The Proverbial “Pandemic” Box Forced Us to Think Outside of It

(Horatio Jung)
The 2020 Classic Car Show became a Car Tour with both drivers and volunteers wearing masks as they toured the Lamorinda area.

    COVID-19 has affected us all in ways we don’t yet recognize or understand. COVID today is such a part of our vernacular; it’s used as a verb, the butt or essence of jokes. The pandemic would’ve been enough, but Californians also suffered through devastating wildfires, debilitating air quality and inconvenient PG&E outages. Everyone experienced challenges this year and we’ve had to navigate the best we could. Loss was a big one for many, including financial security and not just for individuals and businesses, but for nonprofits too. Like many of you, the needs and demands of those we care for became greater this year, incurring more expenses with less financial stability. Your support is needed more than ever.
    Hundreds of studies are taking place on the human toll of these events, and not just the extreme of losing loved ones, but the emotional, life-altering daily toll due to shelter-in-place, fear of the unknown, isolation and physical distancing. I could go on about the devastating effects – loss of life, loss of livelihood, loss of how we traditionally celebrate rites of passage such as proms, graduations, weddings and births, but as with all change – good or bad, new opportunities open. Human beings are resilient and we adapt, we think outside the box, and become creative, finding solutions to new problems or developing new workarounds. Sometimes it opens up another part of us, such as our compassion, gratitude or clearer vision.
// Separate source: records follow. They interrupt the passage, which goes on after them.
PR #1839, opened 2023-07-12
[Reference Improvement] [secondary Browser + compatibility matrix]

mobajemu-msft:
add verbiage to secondary browser reference doc and update combability matrix in conceptual doc. linked to https://github.com/MicrosoftDocs/msteams-docs/pull/9015

### DIFF
--- a/packages/teams-js/src/public/secondaryBrowser.ts
+++ b/packages/teams-js/src/public/secondaryBrowser.ts
@@ -13,8 +13,8 @@ import { runtime } from './runtime';
  */
 export namespace secondaryBrowser {
   /**
-   * Open a URL in the secondary browser, aka in-app browser. 
-   * The user will be redirected to an external browser on web and desktop
+   * Open a URL in the secondary browser (also known as in-app browser). 
+   * On web and desktop, the user will be redirected to an external browser.
    *
    * @param url Url to open in the browser
    * @returns Promise that successfully resolves if the URL  opens in the secondaryBrowser
--- a/packages/teams-js/src/public/secondaryBrowser.ts
+++ b/packages/teams-js/src/public/secondaryBrowser.ts
@@ -6,15 +6,16 @@ import { ErrorCode } from './interfaces';
 import { runtime } from './runtime';
 
 /**
- * Namespace to power up the in-app browser experiences in the Host App.
- * For e.g., opening a URL in the Host App inside a browser
+ * Namespace to power up the in-app browser experiences in the host app.
+ * For e.g., opening a URL in the host app inside a browser
  *
  * @beta
  */
 export namespace secondaryBrowser {
   /**
-   * Open a URL in the secondary browser (also known as in-app browser). 
-   * On web and desktop, the user will be redirected to an external browser.
+   * Open a URL in the secondary browser 
+   * On mobile, this is the in-app browser
+   * On web and desktop, the user will be redirected to an external browser
    *
    * @param url Url to open in the browser
    * @returns Promise that successfully resolves if the URL  opens in the secondaryBrowser
--- a/packages/teams-js/src/public/secondaryBrowser.ts
+++ b/packages/teams-js/src/public/secondaryBrowser.ts
@@ -13,7 +13,8 @@ import { runtime } from './runtime';
  */
 export namespace secondaryBrowser {
   /**
-   * Open a URL in the secondary browser aka in-app browser
+   * Open a URL in the secondary browser, aka in-app browser. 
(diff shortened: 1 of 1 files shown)


packages/teams-js/src/public/secondaryBrowser.ts
```diff
@@ -13,7 +13,8 @@ import { runtime } from './runtime';
  */
 export namespace secondaryBrowser {
   /**
-   * Open a URL in the secondary browser aka in-app browser
+   * Open a URL in the secondary browser, aka in-app browser.
```
erikadoyle, line 16: Let's avoid abbreviations like "aka". How about:

Opens a URL in the secondary browser (also known as in-app browser).

packages/teams-js/src/public/secondaryBrowser.ts
```diff
@@ -13,7 +13,8 @@ import { runtime } from './runtime';
  */
 export namespace secondaryBrowser {
   /**
-   * Open a URL in the secondary browser aka in-app browser
+   * Open a URL in the secondary browser, aka in-app browser. 
+   * The user will be redirected to an external browser on web and desktop
```
erikadoyle, line 17: This sentence only applies to web/desktop:

On web and desktop, the user will be redirected to an external browser.

erikadoyle (changes requested):
Thanks @mobajemu-msft! Left a couple suggestions.

erikadoyle:
@mobajemu-msft, while you're in this file, would you mind sprucing up the namespace description too? Decapitalize "Host App" and use "For example," instead of "For e.g.,". @alicialu-MSFT is this description still correct:

```
* Namespace supporting in-app browser experiences of the host app.
* For example, open a URL inside a simplified browser within the host app.
```

packages/teams-js/src/public/secondaryBrowser.ts
```diff
@@ -13,7 +13,8 @@ import { runtime } from './runtime';
  */
 export namespace secondaryBrowser {
   /**
-   * Open a URL in the secondary browser aka in-app browser
+   * Open a URL in the secondary browser (also known as in-app browser). 
+   * On web and desktop, the user will be redirected to an external browser.
```
AE-MS, line 17: Should this be written so that it uses a parallel structure for each case, rather than using a parenthetical to describe the mobile behavior and a separate sentence to describe web/desktop? e.g.,

   * Open a URL in a secondary browser
   * On mobile platforms, this is an in-app browser 
   * On web and desktop, the user will be redirected to an external browser.

(I don't have any idea if there is a preferred style here, just a thought I had while reading it).

AE-MS: While I'm at it, do we have specific terminology we use to refer to these platforms that users already understand?

I imagine most users would know what "mobile" refers to

I'm not sure if people know what "desktop" means? Would we ever say "large screen" instead?

What would users think iPad counts as?

Should we just use words like iOS, Android, Windows, Mac, and web instead of web, desktop, mobile, etc.?

I have no idea about any of this, just musing and asking questions. 😅

AE-MS (changes requested):
:clock1:

packages/teams-js/src/public/secondaryBrowser.ts
erikadoyle: Great idea (first comment) on the parallel sentence structure! Makes the differences more clear.

Desktop/Web/Mobile are pretty standard terms for tech industry content. Depending on the context, we've been enumerating individual platforms where it's helpful in Teams docs. Here in TJS reference, it's probably most pragmatic to use broad categories and rely on the [compatibility matrix](https://learn.microsoft.com/en-us/microsoftteams/platform/m365-apps/teamsjs-support-m365) to be the single source of truth on hub support details.

AE-MS (approved):
:shipit:

erikadoyle (approved):

TrevorJoelHarris:
Hi @mobajemu-msft ! It looks like this build isn't going to finish because you're trying to contribute from a fork of our repo. That *used* to be allowed, but for some boring reasons we don't allow builds in the pipeline anymore from forked repos.

In order to contribute this change, you'll need to clone the repo, make a branch in your local copy of our repo, and then push a new PR from there. There are more instructions here: https://github.com/OfficeDev/microsoft-teams-library-js/pull/1853

Let me know if you have any problems!

mobajemu-msft:
new PR: https://github.com/OfficeDev/microsoft-teams-library-js/pull/1866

    Organizations operate similar to humans; they experience loss, fear the unknown and forced to alter the way they conduct business. Nonprofits, including The Orinda Association (OA) and its Seniors Around Town program, also experienced loss. We experienced loss of revenue sources and freedom to provide services and events that we have in the past, but we never lost sight of our mission and purpose.
    Everything we do, such as create and print The Orinda News, organize and execute the July 4th parade, host public forums, provide free transportation for seniors, collaborate with our community partnerships on the Classic Car Show and celebrate Orinda volunteers, involves masses of people participating, planning and gathering. They all require what we can’t do right now; bring people physically together in planning and celebration. So we adapted, we thought outside the box; we made it work and we hope for good results.
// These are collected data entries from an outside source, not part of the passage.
PR #1852, opened 2023-07-19
Check for duplicate comment when running the runtime.ts check

jekloudaMSFT:

## Description

Adding a step to the runtime versioning check so that the GitHub bot won't keep adding the same comment to your PR every time it's updated.

### Main changes in the PR:

1. Check comments on PR for bot for the runtime change message before posting it.

### Validation performed:

1. Ran changes against this PR with multiple pushes. Only one comment was left by the github bot.

### Unit Tests added:

No

### End-to-end tests added:

No

### Change file added:

No

### DIFF
--- a/.github/workflows/runtimeCheck.yml
+++ b/.github/workflows/runtimeCheck.yml
@@ -20,7 +20,7 @@ jobs:
         with:
           github-token: ${{ secrets.GITHUB_TOKEN }}
           script: |
-            commentBody = 'This pull request contains changes to the runtime.ts file. If you, as the author of this PR, have made changes to the Runtime interface please review RUNTIME.md to determine if a new runtime version is required. Please reply to this comment stating what changes, if any, were made to the runtime object and whether a new runtime version was required.'
+            commentBody = 'This pull request contains changes to the runtime.ts file. If you, as the author of this PR, have made changes to the Runtime interface please review RUNTIME.md to determine if a new runtime version is required. Please reply to this comment stating what changes, if any, were made to the runtime object and whether a new runtime version was required.';
             comments = await github.rest.issues.listComments({
               owner: context.repo.owner,
               repo: context.repo.repo,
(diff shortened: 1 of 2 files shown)


jadahiya-MSFT (dismissed):

jekloudaMSFT:

Just added a newline to test the pipeline. I can remove it now if it shouldn't be there

.github/workflows/runtimeCheck.yml
```diff
@@ -20,6 +20,14 @@ jobs:
         with:
           github-token: ${{ secrets.GITHUB_TOKEN }}
           script: |
+            comments = await github.rest.issues.listComments({
+              owner: context.repo.owner,
+              repo: context.repo.repo,
+              issue_number: context.issue.number
+            });
+            if (comments.data.some(comment => comment.body.includes('This pull request contains changes to the runtime.ts file.'))) {
```
AE-MS, line 28: >'This pull request contains changes to the runtime.ts file.' [](http://example.com/codeflow?start=68&length=60)

Can you extract this statement into a single constant so it can be used both here and on line 35? Does YAML allow that?

KangxuanYe (approved):

AE-MS (changes requested):
:clock1:

.github/workflows/runtimeCheck.yml
KangxuanYe: Good question... That's something I haven't seen but could take a look

KangxuanYe: I think it could be defined as a variable(?) at the top of file and then be used later

jekloudaMSFT: Good suggestion, I'll give it a try

jekloudaMSFT: Ok, I just used a variable in the script, but they're using the same string now

AE-MS (approved):

TrevorJoelHarris (approved):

    The first major event impacted was our annual Citizen of the Year and Wm. Penn Mott, Jr. Environmental Awards dinner. How do you adequately celebrate the achievements of individuals’ unselfish works when we can’t publicly acknowledge and give thanks to them? We still have to figure this out, but for now, it’s postponed.
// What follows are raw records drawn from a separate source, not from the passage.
PR #1857, opened 2023-07-23
Update Location data for device permission and supporting different platforms

KangxuanYe:
## Description

Data is updated for supporting back-compatible E2E testing in iOS and Web Host SDK

### Main changes in the PR:

Separate testing json data under location capability for iOS and web platform.

The reason is that design of consent dialog between iOS and web are different. In web platform, there are only two options for consent dialog which are either true or false. So in the snippet below, by design,      
```
      "requestPermissionBeforeThisCall": {
        "boxSelector": "#box_requestGeoLocationPermission",
        "consentPermission": true
        }
```
`consentPermission` is set as a boolean type.

However, in mobile platform, there are three options for consent dialog, which are "Allow", "Not Allow" and "Remind Me Later". This cannot be designed in back-compat support as Web platform did by setting consentPermission as a boolean type value. Thus a new design comes out as below for mobile.
```
      "requestPermissionBeforeThisCall": {
        "boxSelector": "#box_requestGeoLocationPermission",
        "consentPermission": "Allow",
        "expectedOutput": "true"
      },
```

To be more specific, you could not apply the design for iOS to Web or for Web to iOS because it will not drive/build E2E testing correctly.


apps/teams-test-app/e2e-test-data/location.json
```diff
@@ -19,6 +20,7 @@
     {
       "title": "showLocation API Call - Success",
       "type": "callResponse",
+      "platformsExcluded": ["iOS"],
```
MengyiGong, line 23: Just curious, why we will exclude ios platform on this one? As I see we exclude the web platform on "getLocation API Call - Success"

KangxuanYe: Updated in description and please feel free to let me know if it makes sense.

MengyiGong (approved):

apps/teams-test-app/e2e-test-data/location.json
MengyiGong: LGTM and approved from my side. Would be great to include more approver from whoever familiar with teamsjs codebase.

lakhveerk: Do we need to exclude android as well?

KangxuanYe: Ideally yes, but for now, Android doesn't support back-compat so we don't care. There will be another person update here in the future for Android.

lakhveerk (approved):

PR #1866, opened 2023-08-01
Update secondaryBrowser.ts

mobajemu-msft:


AE-MS (approved):

AE-MS:
You'll have to create a changefile by running `pnpm changefile`

packages/teams-js/src/public/secondaryBrowser.ts
```diff
@@ -6,14 +6,16 @@ import { ErrorCode } from './interfaces';
...
- * For e.g., opening a URL in the Host App inside a browser
+ * Namespace to power up the in-app browser experiences in the host app.
+ * For e.g., opening a URL in the host app inside a browser
  *
  * @beta
  */
 export namespace secondaryBrowser {
   /**
-   * Open a URL in the secondary browser aka in-app browser
+   * Open a URL in the secondary browser
```
erikadoyle, line 16: Line breaks in source don't necessarily render in the published doc, so these three lines will probably publish as a run-on sentence. Could you add punctuation?

erikadoyle (changes requested):
Minor change I just noticed, otherwise looks good

change/@microsoft-teams-js-4885f2ff-afee-4756-9192-4731c184d1ba.json
TrevorJoelHarris, line 1: You probably shouldn't be deleting an existing changefile

TrevorJoelHarris (changes requested):
It looks like you're deleting someone else's change, which is probably not what you intended to do

change/@microsoft-teams-js-4885f2ff-afee-4756-9192-4731c184d1ba.json
mobajemu-msft: yea looks like something went wrong. thanks for the callout. will fix that

mobajemu-msft:
Third time is the charm #1889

    Another major event was our July 4th parade. The OA Board had to cancel the parade and activities, and this would have been year 37. The committee tried to get the community to celebrate together – but apart. It was creative, just not the same. We’ll be back even stronger in 2021, The Orinda Association’s 75th anniversary!
    The third major event impacted was the Orinda Classic Car Show in partnership with Orinda Motors, which is the annual fundraiser for Seniors Around Town and other local nonprofits. The dedication of Bill Waterman, Diane Lautz, John Vanek of Orinda Motors and the entire car show committee made it a safe, community fundraiser. They thought outside the box and created the first Orinda Classic Car Tour, livestreaming the event, capturing the essence of attending the tour in person, talking with the car owners, hearing their stories, learning their sources, connecting with a shared passion for automobiles. Attended in person by close to 100 drivers, virtually seen by hundreds, with potential to be shared by thousands on YouTube. We will be back Sept. 18, 2021.
    The Volunteer Center and The Orinda News remained open Monday-Friday as an in-person community contact, continued publishing and mailing the newspaper, albeit working from home, in the office and through countless Zoom meetings. We all became more tech-savvy!
    Public forums will be livestreamed this year, maybe reaching more citizens than the traditional town hall in person style. We will be back in 2021.
    Seniors Around Town had to temporarily suspend its transportation for seniors program, but immediately adapted and replaced it with one providing grocery and errand shopping with home delivery and reassurance calls connecting seniors with a friendly voice to help reduce isolation and depression. The Volunteer Emergency Support Program (VESP) was also created, staffed and mobilized. Meeting the needs of 70 seniors, providing more than 275 volunteer hours. Transportation services resumed in June, with shopping service and reassurance calls continuing on now through wildfire season.
    This holiday season there are more people in need everywhere. Find the organization that touches your heart and give generously. These nonprofits did not stop doing their good works during the pandemic, in some cases they risked their lives to continue serving or they adapted as needed and worked even harder to meet their constituents’ needs. We didn’t go away, in many ways we got better.